International Sugar Organization
- Logo of the International Sugar Organization
- Abbreviation: ISO
- Formation: 3 December 1968 (57 years ago)
- Type: International organization
- Purpose: Sugar trade
- Headquarters: London, E14 United Kingdom
- Coordinates: 51°30′18″N 0°01′18″W﻿ / ﻿51.5049489°N 0.0216893°W
- Region served: International
- Membership: 87 state members
- Executive Director: José Orive
- Website: www.isosugar.org

= International Sugar Organization =

London-based intergovernmental council

The International Sugar Organization is an intergovernmental organization, based in London, which was established under international sugar agreement of 1968.

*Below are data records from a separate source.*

PR #4399, opened 2025-08-24
Switch the `Blob` from `Box<[u8]>` to `Arc<Box<[u8]>>`.

### LINKED ISSUE #2389: Change blob bytes from `Vec<u8>` to `Arc<[u8]>`
This will help us prevent unnecessary copying of the blob data

MathieuDutSik:
## Motivation

We are doing some cloning operations for blobs. This occurs in the `TransactionTracker` with the `previously_created_blobs`.

Fixes #2389

## Proposal

The implementation is done with the `serde_with` for the serialization.

## Test Plan

The CI.
A test has been introduced for this serialization and hash.

## Release Plan

## Links

None

### DIFF
--- a/linera-base/src/data_types.rs
+++ b/linera-base/src/data_types.rs
@@ -1320,28 +1320,10 @@ impl BlobContent {
         &self.bytes
     }
 
-    /// Gets the inner blob's bytes, consuming the blob.
-    pub fn into_bytes(self) -> Arc<Box<[u8]>> {
-        self.bytes
-    }
-
-    /// Gets the inner blob's bytes, consuming the blob.
-    /// Returns Some(Vec<u8>) if there's only one reference to the data,
-    /// None if there are multiple references.
-    ///
-    /// Note: Due to Rust's type system limitations with Arc<[u8]> (unsized type),
-    /// this method cannot avoid cloning entirely, but it only succeeds when
-    /// there's a single reference, making the clone unnecessary in most practical cases.
-    pub fn into_vec(self) -> Option<Vec<u8>> {
-        // Check if we're the sole owner (no other strong or weak references)
-        if Arc::strong_count(&self.bytes) == 1 && Arc::weak_count(&self.bytes) == 0 {
-            // We're the only owner, so extract the data
-            // Unfortunately, Arc<[u8]> doesn't support try_unwrap due to being unsized,
-            // so we must use this approach
-            Some((*self.bytes).to_vec())
-        } else {
-            None
-        }
+    /// Convert a BlobContent into `Vec<u8>` without cloning if possible.
+    pub fn into_vec_or_clone(self) -> Vec<u8> {
+        let bytes = Arc::unwrap_or_clone(self.bytes);
+        bytes.into_vec()
     }
 
     /// Returns the type of data represented by this blob's bytes.
@@ -1457,11 +1439,6 @@ impl Blob {
     /// Gets a reference to the inner blob's bytes.
     pub fn bytes(&self) -> &[u8] {
         self.content.bytes()
-    }
-
-    /// Gets the inner blob's bytes.
-    pub fn into_bytes(self) -> Arc<Box<[u8]>> {
-        self.content.into_bytes()
     }
 
     /// Loads data blob from a file.
--- a/linera-base/src/data_types.rs
+++ b/linera-base/src/data_types.rs
@@ -1265,7 +1265,10 @@ impl BlobContent {
     /// Creates a new [`BlobContent`] from the provided bytes and [`BlobId`].
     pub fn new(blob_type: BlobType, bytes: impl Into<Box<[u8]>>) -> Self {
         let bytes = bytes.into();
-        BlobContent { blob_type, bytes: Arc::new(bytes) }
+        BlobContent {
+            blob_type,
+            bytes: Arc::new(bytes),
+        }
     }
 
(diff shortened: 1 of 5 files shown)


linera-rpc/tests/snapshots/format__format.yaml.snap
```diff
@@ -114,7 +114,8 @@ BlobContent:
   STRUCT:
     - blob_type:
         TYPENAME: BlobType
-    - bytes: BYTES
+    - bytes:
+        SEQ: U8
```
ma2bd: `BYTES` is better

linera-base/src/data_types.rs
```diff
@@ -1244,28 +1245,112 @@ impl CompressedBytecode {
     }
 }
 
+impl Serialize for BlobContent {
```
ma2bd: Do we need this boilerplate?

ma2bd: Did you miss this ?
https://serde.rs/feature-flags.html#rc

MathieuDutSik: Yes, thank you.

linera-rpc/tests/snapshots/format__format.yaml.snap
MathieuDutSik: Yes, but how to do it?
This type is written by `serde-reflection::Tracer`, and the configuration of the tracer does not appear to leave room for choosing `BYTES`.

afck: Right, we'd need https://github.com/serde-rs/bytes/issues/43 first. But the last comment on that issue says `serde_with::Bytes` is an alternative.

MathieuDutSik: Thank you for pointing this out.

However, the `serde_as` works for `Arc<Box<[u8]>>` but not for `Arc<[u8]>`.

afck: ~That's weird! `Arc<Box<[u8]>>` seems like an unnecessary redirection.~ (Edit: I get it now!)

Anyway, we could still use `#[serde(with = "module")]` directly, and do the conversion ourselves.

linera-base/src/data_types.rs
```diff
@@ -1247,25 +1248,24 @@ impl CompressedBytecode {
 impl BcsHashable<'_> for BlobContent {}
 
 /// A blob of binary data.
-#[derive(Hash, Clone, Debug, PartialEq, Eq, Serialize, Deserialize)]
```
bart-linera, line 1250: Nit: unnecessary change of the order of derives (probably introduced by removing those and re-adding them)

MathieuDutSik: Ok, thanks.

linera-rpc/tests/snapshots/format__format.yaml.snap
MathieuDutSik: Ok, found a way to do that.

linera-execution/src/runtime.rs
```diff
@@ -946,7 +946,7 @@ where
             this.transaction_tracker
                 .replay_oracle_response(OracleResponse::Blob(blob_id))?;
         }
-        Ok(content.into_bytes().into_vec())
+        Ok(content.into_bytes().to_vec())
```
afck: Now we are always cloning the data here. :confused: 
So maybe it actually makes sense to use `Arc<Box<[u8]>>` after all? Then we could use `Arc::unwrap_or_clone` here.

But maybe _this_ method should return `Arc<[u8]>` (or `Arc<Box<[u8]>>`) anyway? There's no reason to move out of the `Arc` yet.

MathieuDutSik: Yes, I agree. That clone is horrible, since we know it is not needed.
So, `Arc<Box<[u8]>>` is maybe the solution.

linera-base/src/data_types.rs
```diff
@@ -1313,9 +1320,10 @@ impl BlobContent {
         &self.bytes
     }
 
-    /// Gets the inner blob's bytes, consuming the blob.
-    pub fn into_bytes(self) -> Box<[u8]> {
-        self.bytes
+    /// Convert a BlobContent into `Vec<u8>` without cloning if possible.
+    pub fn into_vec_or_clone(self) -> Vec<u8> {
```
afck, line 1324: Actually, why do we _ever_ want to convert blob bytes from `Box<[u8]>` to `Vec<u8>`? We never _modify_ them, so I'd just use `Box<[u8]>` or `Arc<Box<[u8]>>` everywhere.

(It might turn out that `Arc<[u8]>` is good enough after all—sorry! Because if we never need to convert it to a `Vec`, do we even ever need to convert it to `Arc`? Or can we simply always use `Arc<[u8]>`?)

MathieuDutSik: You are right that the data being read is never modifed so having some storage of the kind `Box<[u8]>` or `Arc<Box<[u8]>>` for them makes them.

 Unlike its predecessors under pre-1968 versions of the International Sugar Agreement, it does not have the power to regulate the international sugar trade by price-setting or export quotas but seeks to promote the trade in and consumption of sugar by gathering and publishing information on the sugar market, research into new uses for sugar and related products and as a forum for intergovernmental discussions on sugar. As of June 2017, its membership consisted of 87 countries.

==History==

Since 1937, a series of temporary International agreements on Sugar attempted to regulate global demand and supply. Initially, an International Sugar Council was established, until the United Nations Conference on Trade and Development in 1968 recommended a more permanent arrangement through the International Sugar Organization.